A problem of perception

Sluggish adoption of automation technologies is partly a problem of perception. In many organisations, automation is seen purely as an operational concern. It’s about squeezing greater efficiency out of everyday processes, delivering incremental percentage improvements in existing metrics, and making employees’ everyday lives that little bit better.

The problem is, those kinds of improvements don’t sound especially sexy or transformative, so it can be hard to gain attention and sustain support for automation projects from senior management. Even when the potential savings are huge, an initiative that aims at improving existing processes will often be trumped by an initiative that promises to win new business or expand into new markets.

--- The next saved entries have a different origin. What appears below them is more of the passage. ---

PR #1180, opened 2024-06-13
Make the registry 'parse' tool core-independent

mgduda:
This PR introduces changes to allow the registry `parse` tool to be core-independent, with any core-dependent
output that it produces depending only on run-time arguments.

The `parse` tool now requires its first command-line argument to be the name of a `Registry.xml` file, and it requires
subsequent arguments that specify definitions of at least the following macros in the form `-D<macro>=<value>`:

 - `MPAS_EXE_NAME`
 - `MPAS_GIT_VERSION`
 - `MPAS_BUILD_TARGET`
 - `MPAS_NAMELIST_SUFFIX`

Additionally, this PR updates the main `Makefile` for each core so that the processed `Registry.xml` file is passed as the first command-line argument to `parse` and the contents of `$(CPPFLAGS)`, which contains definitions of at least the aforementioned macros, as subsequent command-line arguments.

### DIFF
--- a/src/core_atmosphere/Makefile
+++ b/src/core_atmosphere/Makefile
@@ -30,7 +30,7 @@ core_input_gen:
 
 gen_includes: core_reg
 	(if [ ! -d inc ]; then mkdir -p inc; fi) # To generate *.inc files
-	(cd inc; $(REG_PARSE) < ../Registry_processed.xml )
+	(cd inc; $(REG_PARSE) ../Registry_processed.xml )
 
 post_build:
 	if [ ! -e $(ROOT_DIR)/default_inputs ]; then mkdir $(ROOT_DIR)/default_inputs; fi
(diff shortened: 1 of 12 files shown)


mgduda:
@gdicker1 With the changes in this PR, I think PR #1179 will actually work as intended.

mgduda:
@gdicker1 I've just pushed three new commits to fix a couple of minor issues. Before this PR is ultimately merged, I'll squash those commits.

gdicker1 (commented):
Thanks for doing the fixups as separate commits; you were right that it made reviewing these changes easier.

gdicker1 (approved):
These changes do what is expected and it is nice that the callback+variadic implementation of `parse_macros` can be extended in the future.

I also took the liberty of trying these with #1179 - combining these changes and the changes in #1179 allow for core-independent builds.

mgduda:
@gdicker1 Thanks! I just force-pushed the rebased branch, and I confirmed that no changes were inadvertently made during the rebase with `git diff a2df6eed b8f077cc`.

PR #1181, opened 2024-06-13
Change URL for MMM-physics external to use https rather than git

mgduda:
This PR changes the URL for the `MMM-physics` external to use `https` rather than `git` so that the checkout
of the `MMM-physics` repository will work even for those who don't have SSH keys set up on GitHub.

### DIFF
--- a/src/core_atmosphere/Externals.cfg
+++ b/src/core_atmosphere/Externals.cfg
@@ -1,7 +1,7 @@
 [MMM-physics]
 local_path = ./physics_mmm
 protocol = git
-repo_url = git@github.com:NCAR/MMM-physics.git
+repo_url = https://github.com/NCAR/MMM-physics.git
 tag = 20240525-MPASv8.2
 
 required = True


gdicker1:
@mgduda I wonder if it would also be good to add more to the src/core_atmosphere/physics/.gitignore here too. Right now `git status` (in a MPAS-Model dir) shows changes in the ".../physics_mmm" directory when really the MPAS-Model repo shouldn't care about those files.

Something like the below would match what was done in CESM. This way the dir that contains the external is ignored. (This could be in addition to the specific files already mentioned.)
```
physics_mmm/
```

mgduda:
@gdicker1 Agreed that we should update the `.gitignore` file; but I can make a separate PR for that to keep this one focused on fixing the URL for the `MMM-physics` repository.

ldfowler58:
Whatever the two of you would like to proceed is totally OK with me, of course. You definitely are the software engineers with ruling privileges on those matters, and I simply appreciate your help and suggestions. Thanks,

gdicker1 (approved):
Looks good, thanks!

However, this is a mistake. Done right, automation can be just as transformative as cloud, mobile and AI. Seeing automation as purely an operational concern massively underestimates its potential.

The strategy pyramid

The strategy pyramid is a well-known tool for visualising the relationship between objectives, strategy, and operations. The classic version has three layers:

  • At the top, the company’s overall goals, such as increasing revenues and reducing cost and risk. Selecting and pursuing these goals is the responsibility of the company’s board and senior leaders.
  • In the middle, the strategies and initiatives that are used to steer the organisation towards its goals. These are the responsibility of the project management office, change management teams, and executives.
  • At the bottom, the operations that run the company’s day-to-day business. This is the largest section because it contains the most employees and makes up the bulk of business activity.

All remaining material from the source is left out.